I agree that electron and Node.js itself is very Greek to me, and I am giving it try with this app. As you can anyway see, that this is the first electron app that I am snapping. But, regarding auto connection to microphone and camera, this app itself within its settings keeps the microphone and camera disabled and they ask the user, when they try to access it, if the user want to allow the use of camera or microphone or not.

Also, this app is just an electron wrapper of the discord website.

Now, as you can see, the app already keeps it disabled and asks user to enable it in the settings by default. Also, if a user runs the connection code themselves, they would assume that the app should work fine, which will not be the case. So, it’ll also decrease the user experience. And there is also another fact that the graphical app store, still doesn’t allow copying a code. So, again, if a user is installing it from the graphical app store, then it’ll be problematic too for him. Now, with this much of a hurdle, why will someone use this snap? This app is also not available in the official repos of Ubuntu. So, for average users, will this app not be out of their range?

Hi @soumyaDghosh,

As this is an unofficial snap of the upstream project, and to remain consistent with other recent decisions regarding that interface, I am also -1 for the auto-connection of password-manager-service.

For camera and audio-record auto-connections, I am +1 for this once the description is updated.

I note from the github issue too that the upstream developer is unlikely to contribute to the snap and views it as a community contribution, therefore as @alexmurray points out please continue to maintain the snap.

I have updated the description, with asking the user to connect to password-manager-service if facing any issues.

@dclane can you look into this? The requirement for audio-record & camera plug is met now.

Thank you for taking the time to update the description.

  • audio-record and camera: 3 votes for, 0 against. Granting auto-connect. This is is now live.
  • password-manager-service: 3 votes against, not granting auto-connect.

Hi, WebCord dev here. I thought of giving a few words here to point out how and why my app access following OS components:

  • audio-record and camera: WebCord doesn’t use this directly, but manages the access to these components in order to pass it further to Discord. It’s worth noticing WebCord might not be able to revoke the access (after disabling it in the settings) if it was granted to Discord already (I might take a look if there’s anything I could do about it other than refresh the page). Also the dialog window might only show once (after user clicked on yes and no), after that WebCord does not ask the user anymore – user can change the behaviour of permissions in the settings then either to true or false.
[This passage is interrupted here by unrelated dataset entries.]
PR #444, opened 2018-06-13
Base dimensions

tmilnthorp:
Hello all! I wanted to add base dimensions for all quantity classes. We can later add the automatic operator overload generation based on these. However this is useful information on its own, and does not need to wait for that work.


angularsen:
Cool, I like it. Will review later today.

UnitsNet/BaseDimensions.cs
```diff
@@ -0,0 +1,48 @@
...
+// OUT OF OR IN CONNECTION WITH THE SOFTWARE OR THE USE OR OTHER DEALINGS IN
+// THE SOFTWARE.
+
+using System;
+
+namespace UnitsNet
+{
+    public struct BaseDimensions
+    {
+        public readonly int
```
angularsen: You should add `/// <summary></summary>` to each of these.
I think it would also be better to use the unit name and not the measure name: Meter, Kilogram, Second, Ampere, Kelvin, Mole, Candela (https://en.wikipedia.org/wiki/SI_base_unit)

I would personally prefer to use "Meter" for consistency in the lib, but I see that I might be colored by coming from a germanic language and according to some googling "Metre" is the preferred spelling almost everywhere outside US and a couple of scandinavian countries. I still argue for consistency and rather changing all spelling in one go in a major version bump.

UnitsNet/UnitDefinitions/AmountOfSubstance.json
```diff
@@ -2,6 +2,9 @@
   "Name": "AmountOfSubstance",
   "BaseUnit": "Mole",
   "XmlDoc": "Mole is the amount of substance containing Avagadro's Number (6.02 x 10 ^ 23) of real particles such as molecules,atoms, ions or radicals.",
+  "BaseDimensions": {
+    "N": 1
```
angularsen: I think N can be removed altogether, since we store Value with the quantity?
So `2 Feet = 2 x 0.3048 Meter` where Value = 2 and M = 0.3048. Have I got it right?

Just a thought for a future PR, but it might be cool to add dimensions for all units too - not just the base units. This way I think we can possibly generate conversions between units instead of specifying from/to conversions functions in JSON. I have no idea how logarithmic and other non-linear units will work with such conversions, but it's probably doable.

tmilnthorp: I am a bit confused by your comment. N is the [SI base dimension symbol](https://en.wikipedia.org/wiki/SI_base_unit) for amount of substance. It is the base unit so only one base dimension is filled with a value of 1.

I have added the base dimensions for all units. For example Molarity is the amount of a substance in a volume: N / L³. It is represented in Molarity.json as such:

```json
  "BaseDimensions": {
    "L": -3,
    "N": 1
  },
```

And you can write this code in my branch to prove the division works correctly:

``` csharp
var result = AmountOfSubstance.BaseDimensions / Volume.BaseDimensions;
Assert.True( Molarity.BaseDimensions == result );
```
As I noted in my request: these are the dimensions that we can generate the conversions from. However knowing the base dimensions is very useful even without that work being done yet. However this also takes us a step closer to being able to do so!

tmilnthorp:
I just thought it would be nice to have the property on the instance types, as well as be able to cast instance to BaseDimensions implicitly. I also added some supporting tests that also show examples per our conversation above. Help that clears things up!

UnitsNet/GeneratedCode/Quantities/ApparentEnergy.g.cs
```diff
@@ -859,7 +869,7 @@ public string ToString(ApparentEnergyUnit unit)
         /// <returns>The value in the base unit representation.</returns>
         private double AsBaseUnitVoltampereHours()
         {
-			if (Unit == ApparentEnergyUnit.VoltampereHour) { return _value; }
```
tmilnthorp: I fixed some spacing issues I noticed in there also.

UnitsNet.Tests/BaseDimensionsTests.cs
```diff
@@ -0,0 +1,305 @@
...
+        public void CheckBaseDimensionMultiplicationWithForceEqualsMassTimesAccelerationOnInstanceProperty()
+        {
+            var mass = Mass.FromPounds(205);
+            var acceleration = Acceleration.FromMetersPerSecondSquared(9.8);
+
+            var calculatedDimensions = mass.Dimensions * acceleration.Dimensions;
+            Assert.True(calculatedDimensions == Force.BaseDimensions);
+        }
+
+        [Fact]
```
tmilnthorp: A couple examples here of where this can ultimately go.

tmilnthorp:
I would assume everything should be fixed with your build fixes?

tmilnthorp:
Oops didn't mean to close - sorry

tmilnthorp:
Ah. Can't do operator overloading with WCR. I suppose I will have to surround with #ifs like the rest of the code. Out on business but I can do that mid-week.

UnitsNet/UnitDefinitions/AmountOfSubstance.json
angularsen: You are absolutely right, I was confusing "Amount of substance" with "Amount" or "Value".

Regarding 
> add dimensions for all units

If I understand this right, `BaseDimensions` only describes the quantity's base unit - not all other units. So, for `Length`, base dimensions read `M=1` for `Length`'s base unit `Meter`. This allows us to generate operator overloads such as `Area (M=2) = Length (M=1) * Length (M=1)`. However, it does not allow us to generate the conversion from `Meter` to `Foot`, without also defining the dimensions of the `Foot` unit, right?

UnitsNet.Tests/BaseDimensionsTests.cs
```diff
@@ -254,5 +254,52 @@ public void LuminousIntensityDimensionsDivideCorrectly()
             Assert.True(result.Amount == 0);
             Assert.True(result.LuminousIntensity == 1);
         }
+
+        [Fact]
+        public void CheckBaseDimensionDivisionWithSpeedEqualsDistanceDividedByTimeOnStaticProperty()
+        {
+            var calculatedDimensions = Length.BaseDimensions / Duration.BaseDimensions;
```
angularsen: Nice, this looks like I imagined.

UnitsNet/Scripts/Include-GenerateQuantitySourceCode.ps1
```diff
@@ -199,16 +199,16 @@ namespace UnitsNet
...
+    {
 @"
-          /// <summary>
-          ///     The <see cref="BaseDimensions" /> of this quantity.
-          /// </summary>
-          public static BaseDimensions BaseDimensions => new BaseDimensions($baseDimensionLength, $baseDimensionMass, $baseDimensionTime, $baseDimensionElectricCurrent, $baseDimensionTemperature, $baseDimensionAmountOfSubstance, $baseDimensionLuminousIntensity);
+        /// <summary>
+        ///     The <see cref="BaseDimensions" /> of this quantity.
+        /// </summary>
+        public static BaseDimensions BaseDimensions => new BaseDimensions($baseDimensionLength, $baseDimensionMass, $baseDimensionTime, $baseDimensionElectricCurrent, $baseDimensionTemperature, $baseDimensionAmountOfSubstance, $baseDimensionLuminousIntensity);
```
angularsen: Use `BaseDimensions { get; } = new ...` instead to avoid allocating a new instance every time the property is called.

UnitsNet/Scripts/Include-GenerateQuantitySourceCode.ps1
```diff
@@ -235,7 +235,19 @@ namespace UnitsNet
 
         public static $quantityName Zero => new $quantityName(0, BaseUnit);
 
-"@; foreach ($unit in $units) {
+"@; 
+    if($quantity.BaseDimensions)
+    {
+@"
+        public static implicit operator BaseDimensions($quantityName quantity)
```
angularsen: Why is this implicit operator useful? I don't see it in your examples above.
I'm generally not too fond of implicit casts as they can trick the programmer up.

tmilnthorp: You can see the example in the following test:

```csharp
[Fact]
public void CheckBaseDimensionMultiplicationWithForceEqualsMassTimesAccelerationByImplicitOverload()
{
    var mass = Mass.FromPounds(205);
    var acceleration = Acceleration.FromMetersPerSecondSquared(9.8);

    BaseDimensions calculatedDimensions = mass * acceleration;
    Assert.True(calculatedDimensions == Force.BaseDimensions);
}
```

These kind of operations are quite useful. I completely understand about implicit casts. I would make them explicit, however it seems WCR doesn't support cast overloads, so I think I'll just remove them entirely and rely on the properties.

UnitsNet/UnitDefinitions/AmountOfSubstance.json
tmilnthorp: Correct it's only the base dimensions that the derived units boil down to.

Length for example is defined in base units as follows:

```json
  "BaseDimensions": {
    "L": 1
  },
```
I think you're confusing the base dimensions with the unit. M is the [Base Dimension Symbol](https://en.wikipedia.org/wiki/SI_base_unit) for Mass, not meters. 

Area is defined in base dimensions as Length * Length or L^2 (L: 2). So Length (L: 1) when multiplied adds the base dimensions giving you L: 2. You'd then look this up in a map of base dimensions -> quantity.  L:2 being area.

The conversion from Meter to Feet would still be in the Length quantity. Nothing else is necessary. Base dimensions apply to ALL units in length (feet, meters, fathoms etc.) They all have a base dimension of Length = 1 (L: 1).

angularsen: Thanks, I was indeed confused by this. As you say, I was of the understanding that the dimensions could be used to express *all units* - not just the base unit of each quantity. The confusion arise from that it is always the *base unit* of the quantity that expresses the dimensions, so for `Area` the base unit is `m²` and thus `L=2`.  In my mind, we could then somehow represent feet and inches the same way, since most units is a simple linear transformation of the base unit, but maybe that gets into the same territory why chose to have two conversion functions for `from` and `to`, since this function is not always trivial to invert.

Anyway, I think I'm onboard with the correct thinking now :-)

UnitsNet/GeneratedCode/Quantities/Acceleration.g.cs
```diff
@@ -161,7 +161,7 @@ public Acceleration(double meterspersecondsquared)
         /// <summary>
         ///     The <see cref="BaseDimensions" /> of this quantity.
         /// </summary>
-        public static BaseDimensions BaseDimensions => new BaseDimensions(1, 0, -2, 0, 0, 0, 0);
+        public static BaseDimensions BaseDimensions = new BaseDimensions(1, 0, -2, 0, 0, 0, 0);
```
angularsen: You need to add either `readonly` to make that a field, or `{ get; } = ` to make it a statically initialized getter property. I prefer the latter, mostly because it can be included in an interface or base type later with less changes.

UnitsNet/GeneratedCode/Quantities/Acceleration.g.cs
```diff
@@ -158,6 +158,11 @@ public Acceleration(double meterspersecondsquared)
         /// </summary>
         public static AccelerationUnit BaseUnit => AccelerationUnit.MeterPerSecondSquared;
 
+        /// <summary>
+        ///     The <see cref="BaseDimensions" /> of this quantity.
+        /// </summary>
+        public static BaseDimensions BaseDimensions = new BaseDimensions(1, 0, -2, 0, 0, 0, 0);
```
angularsen: You need to either make it a `readonly` field or add `{ get; } = new ...` to make it a statically initialized getter property. I prefer the latter, mostly because it can be included in an interface or base type later with less changes.

angularsen: Besides this, I think this is getting ready to merge.

tmilnthorp:
Sorry for all those commits for Windows Runtime Components. I don't have the Visual Studio support installed and I am not very familiar with them. I was relying on AppVeyor :)

Build succeeds now!

UnitsNet/UnitDefinitions/AmountOfSubstance.json
tmilnthorp: The word base in base dimensions is different than base as in base units. All derived units (like area) are derived from some combination of the 7 base dimensions. Length is a base dimension. Feet or meters are not. They are units that represent the length base dimension.

The base dimensions *are* expressed for **all** units inside a quantity, not just the base unit.

Area, whether m² or in² or ft², all have base dimensions of L=2.

UnitsNet/UnitDefinitions/ReactivePower.json
```diff
@@ -1,7 +1,12 @@
-{
+﻿{
   "Name": "ReactivePower",
   "BaseUnit": "VoltampereReactive",
   "XmlDoc": "Volt-ampere reactive (var) is a unit by which reactive power is expressed in an AC electric power system. Reactive power exists in an AC circuit when the current and voltage are not in phase.",
+  "BaseDimensions": {
+    "L": 2,
+    "M": 1,
+    "T": -2
```
angularsen: T: -3?
http://www.wolframalpha.com/input/?i=voltampere+reactive

UnitsNet/UnitDefinitions/RotationalSpeed.json
```diff
@@ -1,8 +1,11 @@
 ﻿{
-    "Name": "RotationalSpeed",
-    "BaseUnit": "RadianPerSecond",
-    "XmlDoc": "Rotational speed (sometimes called speed of revolution) is the number of complete rotations, revolutions, cycles, or turns per time unit. Rotational speed is a cyclic frequency, measured in radians per second or in hertz in the SI System by scientists, or in revolutions per minute (rpm or min-1) or revolutions per second in everyday life. The symbol for rotational speed is ω (the Greek lowercase letter \"omega\").",
-    "Units": [
+  "Name": "RotationalSpeed",
+  "BaseUnit": "RadianPerSecond",
+  "XmlDoc": "Rotational speed (sometimes called speed of revolution) is the number of complete rotations, revolutions, cycles, or turns per time unit. Rotational speed is a cyclic frequency, measured in radians per second or in hertz in the SI System by scientists, or in revolutions per minute (rpm or min-1) or revolutions per second in everyday life. The symbol for rotational speed is ω (the Greek lowercase letter \"omega\").",
+  "BaseDimensions": {
+    "T": -1
```
angularsen: I just realized something that might block automatically generating conversions between quantities.

Wolfram lists the dimensions like this: `[time]^(-2) [angle]`
http://www.wolframalpha.com/input/?i=radian+per+second+squared

Without angle, which is not a SI base unit, we don't represent that this is a rotational quantity so there is now ambiguity whether `Length / Time` should equal `Speed` or `RotationalSpeed`. Same for [illuminance](http://www.wolframalpha.com/input/?i=illuminance&assumption=%7B%22FS%22%7D+-%3E+%7B%7B%22IlluminanceFromLuminousIntensity%22,+%22I%22%7D%7D&assumption=%7B%22F%22,+%22IlluminanceFromLuminousIntensity%22,+%22r%22%7D+-%3E%221+m%22&assumption=%7B%22F%22,+%22IlluminanceFromLuminousIntensity%22,+%22Enu%22%7D+-%3E%221+lx%22&assumption=%7B%22C%22,+%22illuminance%22%7D+-%3E+%7B%22PhysicalQuantity%22%7D) having `[solid angle]` as a dimension.

The same goes for all the rotational vs linear quantities really.

Am I missing something?

UnitsNet/UnitDefinitions/ThermalResistance.json
```diff
@@ -2,6 +2,11 @@
   "Name": "ThermalResistance",
   "BaseUnit": "SquareMeterKelvinPerKilowatt",
```
angularsen: Not the scope of this PR, but it seems this is maybe not the correct base unit, but rather `KelvinPerWatt` `K/W`.
http://www.wolframalpha.com/input/?i=thermal+resistance

UnitsNet/BaseDimensions.cs
```diff
@@ -151,5 +151,19 @@ private static void AppendDimensionString( StringBuilder sb, string name, int va
                     sb.AppendFormat( "^{0}", value );
             }
         }
+
+        public int Length { get { return _length; } }
```
angularsen: In C#7 (or was it C#6?) you no longer need this field. You can simply have a property `public int Mass { get; }` that is then assigned its value in the constructor.

angularsen:
Awesome job on this, I'm going to bed now and will try to check back in tomorrow.

UnitsNet/BaseDimensions.cs
```diff
@@ -0,0 +1,169 @@
...
+            if( absoluteValue > 0 )
+            {
+                sb.AppendFormat( "[{0}]", name );
+
+                if( absoluteValue > 1 )
+                    sb.AppendFormat( "^{0}", value );
+            }
+        }
+
+        public int Length { get { return _length; } }
```
angularsen: In C#7 (or was it C#6?) you no longer need a backing field. You can simply have a property public int Mass { get; } that is then assigned its value in the constructor.

UnitsNet/UnitDefinitions/ThermalResistance.json
tmilnthorp: Indeed!

UnitsNet/UnitDefinitions/RotationalSpeed.json
tmilnthorp: Some can be the same. Take a look at PressureChangeRate and PowerDensity for example.

I am not entirely sure how to resolve this just yet. Pa/s is technically valid as both a power density as well as a pressure change rate, but only used in practice as a pressure change rate :)

tmilnthorp:
Just a bit of tidying up there. All should be ready to go!

UnitsNet/Scripts/Include-GenerateQuantityTypeSourceCode.ps1
```diff
@@ -43,12 +43,12 @@ function GenerateQuantityTypeSourceCode($quantityNames)
...
-	///     such as Length, Mass, Force etc.
-	///     This is useful for populating options in the UI, such as creating a generic conversion
-	///     tool with inputValue, quantityName, fromUnit and toUnit selectors.
-	/// </summary>
+    /// <summary>
+    ///     Lists all generated quantities with the same name as the quantity struct type,
+    ///     such as Length, Mass, Force etc.
+    ///     This is useful for populating options in the UI, such as creating a generic conversion
+    ///     tool with inputValue, quantityName, fromUnit and toUnit selectors.
+    /// </summary>
```
angularsen: Good thing to catch whitespace issues like this

tmilnthorp: I personally prefer tabs, but consistency rules the day :)

UnitsNet.Tests/BaseDimensionsTests.cs
```diff
@@ -0,0 +1,580 @@
...
+
+        [Fact]
+        public void LengthDimensionsMultiplyCorrectlyWithOperatorOverloads()
+        {
+            var baseDimensions1 = new BaseDimensions(1, 0, 0, 0, 0, 0, 0);
+            var baseDimensions2 = new BaseDimensions(2, 0, 0, 0, 0, 0, 0);
+
+            var result = baseDimensions1 * baseDimensions2;
+
+            Assert.True(result.Length == 3);
```
angularsen: We don't have to do this now, but you could DRY this up a bit by adding a custom `AssertDimensionsEqual(BaseDimension d, int length, int mass, int time, int current, int temperature, int amount, int luminousIntensity)` method.

UnitsNet.Tests/BaseDimensionsTests.cs
```diff
@@ -0,0 +1,580 @@
...
+            Assert.True(result.Mass == 0);
+            Assert.True(result.Time == 0);
+            Assert.True(result.Current == 0);
+            Assert.True(result.Temperature == 0);
+            Assert.True(result.Amount == 0);
+            Assert.True(result.LuminousIntensity == 1);
+        }
+
+        [Fact]
+        public void CheckBaseDimensionDivisionWithSpeedEqualsDistanceDividedByTimeOnStaticPropertyWithOperatorOverloads()
```
angularsen: I like descriptive method names, but maaybe a bit overboard here? :-D
How about `LengthDividedByDurationReturnsSpeed` ? We are already in a `BaseDimensionsTests` class, so the context is implicit.

Again, we can address this in a separate PR. I'm about merge this in now.

angularsen: Excellent work on these tests though! 👏

UnitsNet/Scripts/Include-GenerateQuantitySourceCode.ps1
```diff
@@ -189,12 +199,29 @@ namespace UnitsNet
...
+"@; 
+    if($baseDimensions)
+    {
+@"
+        private static readonly BaseDimensions _baseDimensions = new BaseDimensions($baseDimensionLength, $baseDimensionMass, $baseDimensionTime, $baseDimensionElectricCurrent, $baseDimensionTemperature, $baseDimensionAmountOfSubstance, $baseDimensionLuminousIntensity);
+
+        /// <summary>
+        ///     The <see cref="BaseDimensions" /> of this quantity.
+        /// </summary>
+        public static BaseDimensions BaseDimensions
```
angularsen: We could remove backing field here too, statically initialized getter property. Again, feel free to do in separate PR. No biggie.

UnitsNet.Tests/BaseDimensionsTests.cs
tmilnthorp: Indeed we could. I could also test Equals with a new BaseDimensions. I think I like that better - you?

UnitsNet.Tests/BaseDimensionsTests.cs
tmilnthorp: Perhaps a bit overly explicit :) Easy fix!

tmilnthorp:
Sounds good. Thanks!

angularsen:
@tmilnthorp Let me know when you want to do a nuget release, I'll hold off until you get any extra changes you want to include. We normally release after every PR.

Also, I have no better way of reaching out to you than here, but I would like to say I appreciate the quality work you have been putting in lately and I would very much like to invite you as a collaborator of Units.NET. We don't expect much other than helping out answering issues and reviewing PRs whenever you feel you have the time for it. You will also be in a good position to move the library in any desired direction as the collaborators are the decision makers. I'm not the only one with a say in this, but I thought I'd check in with you about it. Let me know what you think!

Cheers.

tmilnthorp:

  • password-manager-service: This is more a Chromium thing, since WebCord uses safeStorage API in Electron to encrypt some data it stores in .config, a bit to protect it from the other apps from reading it (I believe Chromium browsers use that exactly to encrypt stored passwords, just so those are not being left on PC in plaintext). It should not be used for reading other passwords than what Chromium (and Electron) generates neither made available to Discord or any unprivileged code, therefore it should be fine to make WebCord use sandbox-specific keyring.

Hi @SpacingBat3,

Thanks a lot for the clarification!

Regarding the password-manager-service, the discussion here may also be relevant for this snap, as we are revisiting the decision: don’t grant the chromium snap auto-connect to the password-manager-service.